See Runner for concurrency settings.

Before a model sees code, Warden prepares the diff:

  1. Parse each changed file patch.
  2. Classify files as per-hunk, whole-file, or skipped by chunking rules.
  3. Split large hunks and coalesce nearby hunks.
  4. Expand each hunk with surrounding file context.
  5. Group hunks by file.

The unit of main analysis is a hunk with context. Files run in parallel when allowed by the runner, while hunks inside a file run in order.

See Chunking for file pattern modes and coalescing settings.

Warden uses model-backed agents in several lanes. They share the selected runtime, but can use different configured models.

LaneModel fieldPurpose
Main analysisdefaults.agent.model, skill model, or trigger modelRuns the skill prompt against each prepared hunk.
Auxiliarydefaults.auxiliary.modelRepairs malformed structured output, verifies findings, checks suggested fixes, deduplicates against existing comments, and evaluates fix attempts.
Synthesisdefaults.synthesis.modelMerges findings that describe the same root cause across multiple locations.
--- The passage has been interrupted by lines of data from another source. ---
PR #274, opened 2024-03-21
refactor: Consolidate vllm into the monorepo

YrrepNoj:
This PR consolidates the functional bits from the following repositories:

https://github.com/defenseunicorns/leapfrogai-backend-vllm


gphorvath:
Does this mean we won't be separately maintaining the model skeleton?

Makefile
```diff
@@ -64,3 +64,23 @@ build-llama: local-registry build-wheel ## Build the llama (cpu) container and Z
 
 	## Build the Zarf package
 	zarf package create packages/llama --registry-override=ghcr.io=localhost:5000 --insecure --set IMAGE_VERSION=${LOCAL_VERSION} --confirm
+
+
+build-vllm: local-registry build-wheel
+	## Download the wheels for the optional 'vllm' dependencies
+	pip wheel ".[vllm]" -w build
```
jalling97, line 71: @YrrepNoj using `pip wheel` builds all the dependencies as `.whl` files, circumventing the `tar.gz` problem. Let me know if that doesn't quite cover our bases.

This brings up the point, technically the `build-wheel` target being run during `build-vllm` is redundant since all of the primary dependencies get downloaded in the first command. It slows down the build process by like 10 seconds so not a big deal if keeping it there cements the fact that the wheels have to be downloaded.

YrrepNoj: Thanks for looking into that! I'll take a look to see if it does everything I expect too.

The main analysis agent is the skill itself: Warden builds a system prompt from SKILL.md, adds the changed-code context, and asks for structured findings.
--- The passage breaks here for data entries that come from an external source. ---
PR #315, opened 2024-03-25
test: add workflows for e2e tests, pytest, and release publishing

YrrepNoj:
This PR introduces several PRs.
 - e2e tests that build, deploy, and test our API & various model backends
 - pytest that runs against the leapfrogai_api code
 - a release workflow that creates and publishes the relevant container images and zarf packages.


gerred (approved):

.github/workflows/e2e.yaml
```diff
@@ -0,0 +1,112 @@
+name: e2e
+on:
+  pull_request:
+    paths:
```
justinthelaw, line 4: Is there a reason this isn't just `paths-ignore`, like the example below?

```yaml
  pull_request:
    paths-ignore:
      - "**.md"
      - "docs/**"
      - "CODEOWNERS"
```

.github/workflows/e2e.yaml
```diff
@@ -0,0 +1,112 @@
...
+        - name: Test text-embeddings
+          run: |
+            python -m pytest ./tests/e2e/test_text_embeddings.py -v
+
+        - name: Cleanup text-embeddings
+          run: |
+            uds zarf package remove text-embeddings --confirm
+
+        ##########
+        # whipser
```
justinthelaw, line 100: Spelling haha!

.github/workflows/e2e.yaml
```diff
@@ -0,0 +1,112 @@
...
+    runs-on: ai-ubuntu-big-boy-8-core
+
+    steps:
+        - name: Checkout Repo
+          uses: actions/checkout@b4ffde65f46336ab88eb53be808477a3936bae11 # v4.1.1
+
+        - name: Setup Python
+          uses: actions/setup-python@0a5c61591373683505ea898e09a3ea4f39ef2b9c #v5.0.0
+          with:
+            python-version: '3.11.6'
```
justinthelaw, line 38: I still (sort of) think we should have this version in the `project.toml` and then pin the python version using that in this action. Example:

```yaml
- name: Set up Python
        uses: actions/setup-python@0a5c61591373683505ea898e09a3ea4f39ef2b9c # v5.0.0
        with:
          python-version-file: 'pyproject.toml' # Read python version from a file pyproject.toml
```

I know @gerred had said there was a reason to be a bit more loose with the python version, but if everything theoretically passes in this workflow then we should keep it at 3.11.6. OR, we should have a matrix to test other python versions.

.github/workflows/pytest.yaml
```diff
@@ -0,0 +1,44 @@
...
+  pytest:
+    runs-on: ubuntu-latest
+
+    steps:
+      - name: Checkout Repo
+        uses: actions/checkout@b4ffde65f46336ab88eb53be808477a3936bae11 # v4.1.1
+
+      - uses: actions/setup-python@0a5c61591373683505ea898e09a3ea4f39ef2b9c #v5.0.0
+        with:
+          python-version-file: 'pyproject.toml'
```
justinthelaw, line 32: Inconsistency with my previous comment on version pin.

.github/workflows/pytest.yaml
```diff
@@ -0,0 +1,44 @@
+name: pytest
+on:
+  pull_request:
+    paths-ignore:
```
justinthelaw, line 4: Inconsistency with my previous comment on `paths-ignore`

.github/workflows/release.yaml
```diff
@@ -0,0 +1,102 @@
...
+          zarf package create . --set=LEAPFROGAI_IMAGE_VERSION=${{ steps.get_version.outputs.version-without-v }} --architecture arm64 --confirm
+
+          zarf package publish zarf-package-leapfrogai-api-amd64-${{ steps.get_version.outputs.version-without-v }}.tar.zst oci://ghcr.io/defenseunicorns/packages/leapfrogai
+          zarf package publish zarf-package-leapfrogai-api-arm64-${{ steps.get_version.outputs.version-without-v }}.tar.zst oci://ghcr.io/defenseunicorns/packages/leapfrogai
+
+          rm zarf-package-leapfrogai-api-*.tar.zst
+
+      - name: Build and Publish llama
+      # TODO: Is this the name we want for the image?
+      # TODO: HERE AND ELSWHERE: PACKAGE_VERSION is not used in the new zarf package config. Maybe just update the zarf.yaml IMAGE_VERSION to have the version metadata set by
```
justinthelaw, line 58: The package version variable was for ease of dev deployments and should be removed in our manifests. @CollectiveUnicorn has more context.

justinthelaw (commented):
Seems like this is still a WIP, but had some comments after a cursory look

.github/workflows/e2e.yaml
YrrepNoj: I should have left a comment on this! That is a very good point and something I agree with.

This is just temporary while I experiment with some things 😬

.github/workflows/pytest.yaml
YrrepNoj: I agree that this approach will be how we define the python versions for our workflows. Resolving as this is a no-op.

.github/workflows/e2e.yaml
YrrepNoj: `paths-ignore` does not allow the `!` operator but `paths` does. I was thinking about using `paths` for this workflow because this workflow is large & slow and I wanted to try to restrict when it would run with a little more granularity- avoiding unnecessary runs such as when a file in the `.github/` directory was updated that wasn't this exact file.

The other workflow (pytest) is able to run on a regular runner and only takes a few seconds to complete so I was not as worried about being super restrictive on when that workflow runs.

Do you have ideas on what might be better?

justinthelaw: I was that you could use `paths-ignore`  like the way it's used in the other workflow I commented on. Basically, anything that changes besides specific files (the ones you marked with `!`) would trigger the workflow. It seems you used a `*` to everything, so I figured you could just do the opposite of what is done here.

packages/llama-cpp-python/Dockerfile
```diff
@@ -12,8 +12,9 @@ ARG REVISION=3f65d882253d1f15a113dabf473a7c02a004d2b5
 
 # TODO: Standardize on a better approach for how we download models into our images across our packages
 COPY scripts/model_download.py scripts/model_download.py
-RUN REPO_ID=${REPO_ID} FILENAME=${FILENAME} REVISION=${REVISION} python3.11 scripts/model_download.py
-RUN mv .model/*.gguf .model/model.gguf
+COPY build/*.gguf .model/
```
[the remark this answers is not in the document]
justinthelaw: I like this, as long as we promise not to push packages/images locally anymore, this shouldn't have us accidentally pushing something up with the wrong model, e.g., we tested a different model and that's what is in our `.model/` instead of our default.

.github/workflows/e2e.yaml
YrrepNoj: Seems like GitHub docs recommend this approach.

> If you want to both include and exclude path patterns for a single event, use the `paths` filter prefixed with the `!` character to indicate which paths should be excluded.

source: https://docs.github.com/en/actions/using-workflows/workflow-syntax-for-github-actions#example-including-and-excluding-paths

packages/llama-cpp-python/Dockerfile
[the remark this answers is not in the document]
jalling97: I might be missing something, but doesn't `model_download.py` default to downloading to `.model`? I don't think I'm seeing why we're copying it from the `build/` directory if it's not likely to be there. Wouldn't the `COPY` command be more like:
```
COPY .model/*.gguf .model/
```

tests/e2e/test_llama.py
```diff
@@ -0,0 +1,57 @@
...
+# def test_completions():
+#     completion = client.completions.create(
+#         model=model_name,
+#         prompt="What is your name?",
+#     )
+
+#     assert completion.model == model_name
+#     assert len(completion.choices) == 1
+#     assert len(completion.choices[0].text) > 0
+#     assert len(completion.choices[0].text) < 500
```
jalling97: Do we delete if we're not testing completions? Or should we test completions since it's still in the API for now?

packages/llama-cpp-python/Dockerfile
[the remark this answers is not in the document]
YrrepNoj: @jalling97 good question. It's trying to copy from the `build/` directory in there is a `model.gguf` file there. 

If there is one there (because you put one there to speed up your build, great! If not, the `model_download.py` will be run and the model will be in the correct spot because, like you said, it defaults to the `.model/` directory.

Part of the reason why it i s copying from `build/*.gguf` is because if the `.model` directory doesn't exist when you try to do the COPY, the docker build will fail. We expect the build directory to exist because that's where we are storing our .whl's so we don't have to worry about that failing.

tests/e2e/test_llama.py
YrrepNoj: I think you maybe be reviewing an old commit. This commented-out code should be deleted.

packages/llama-cpp-python/Dockerfile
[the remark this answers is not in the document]
jalling97: Ah I see the approach now. Mind if we add a comment to make that a little clearer (unless I'm missing it)?

Something like:
```suggestion
# pre-downloading the model to the local build dir will make subsequent builds faster
COPY build/*.gguf .model/
```

.github/workflows/e2e.yaml
justinthelaw: Hm, I might be missing it, but I don't see where it says you should not use `paths-ignore`?

YrrepNoj: Maybe I am reading too much into it. 🤷‍♂️  Using `paths-ignore` with the `!` operator I think is what the quote above was referring to when saying

> If you want to both include and exclude path patterns for a single event ...

justinthelaw: Based on our conversation about the number of entries that both `paths-ignore` and `paths` would introduce, both are effectively the same, with `paths` most likely winning out over time. That being said, here are some additional paths we should ignore when using `paths`:

```yaml
  paths:
    # Catch-all
    - "*"
  
    # Ignore updates to the .github directory, unless it's this current file
    - "!.github/**"
    - ".github/workflows/e2e.yml"
  
    # Ignore docs and website things
    - "!**.md"
    - "!docs/**"
    - "!website/**"
    - "!adr/**" # <- just added this one
    - "!netlify.toml" # <- just added this one
  
    # Ignore updates to generic github metadata files
    - "!CODEOWNERS"
    - "!.gitignore"
    - "!LICENSE" # <- just added this one
    # removed CONTRIBUTING.md since it's covered by "!**.md"
  
    # Ignore local development files
    - "!pre-commit-config.yaml" # <- just added this one
    
    # Ignore unit tests
    - "!tests/pytest/**" # <- just added this one
```

Anywhere is says "# <-  just added this one" or a comment about removal, just make sure to take it out before insertion!

YrrepNoj: @justinthelaw I took all of your recommendations other than `!adr/**` since those are captured by the `!**.md` rule anyways.

gerred (approved):
lgtm with comments resolved

jalling97 (approved):

justinthelaw (approved):

gphorvath (approved):

gerred (approved):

Auxiliary agents are narrower. They do not decide what the skill should care about. They keep the output usable: parse it, verify it, merge duplicates, and remove unsafe suggested fixes.

Each hunk analysis returns candidate findings plus usage and error metadata. Warden then runs the shared post-processing pipeline:

  1. Extract and validate JSON findings.
  2. Drop findings outside the analyzed hunk range.
  3. Deduplicate identical findings from the same skill run.
  4. Verify candidates with a second read-only repo-aware pass unless disabled.
  5. Merge same-root-cause findings across locations.
  6. Validate suggested fixes deterministically and, when available, semantically.
  7. Build a SkillReport with findings, skipped files, hunk failures, usage, and duration.

If every hunk fails for the same systemic reason, Warden stops early and reports the provider, auth, or model-selector failure instead of pretending the code was clean.

Local and CI runs consume the same SkillReport shape, then render it for the current surface.

SurfaceOutput
TerminalLive skill progress, filtered findings, summary, optional interactive fixes.
JSONLIncremental chunks, skill reports, and final summary for warden runs.
GitHub ChecksOne core Warden check plus per-skill checks when running on pull requests.
GitHub ReviewsInline comments, deduplicated findings, optional change requests.

GitHub runs do extra PR hygiene after posting new findings. Warden fetches existing comments, suppresses duplicates, evaluates whether follow-up commits fixed prior findings, resolves stale Warden comments when safe, and can dismiss a previous Warden change request when blocking findings are gone.

The runtime adapter is the boundary between Warden and model execution.

RuntimeRole
piDefault runtime for main, auxiliary, and synthesis model calls through Pi.
claudeClaude Code runtime for repo-aware execution, with API key or local Claude auth.

Everything before the runtime boundary is deterministic orchestration: configuration, trigger matching, diff parsing, chunking, concurrency, reporting, and GitHub state management. Everything after it is model-backed review work scoped by the active skill and lane.

For model configuration details, see Models and Runtimes.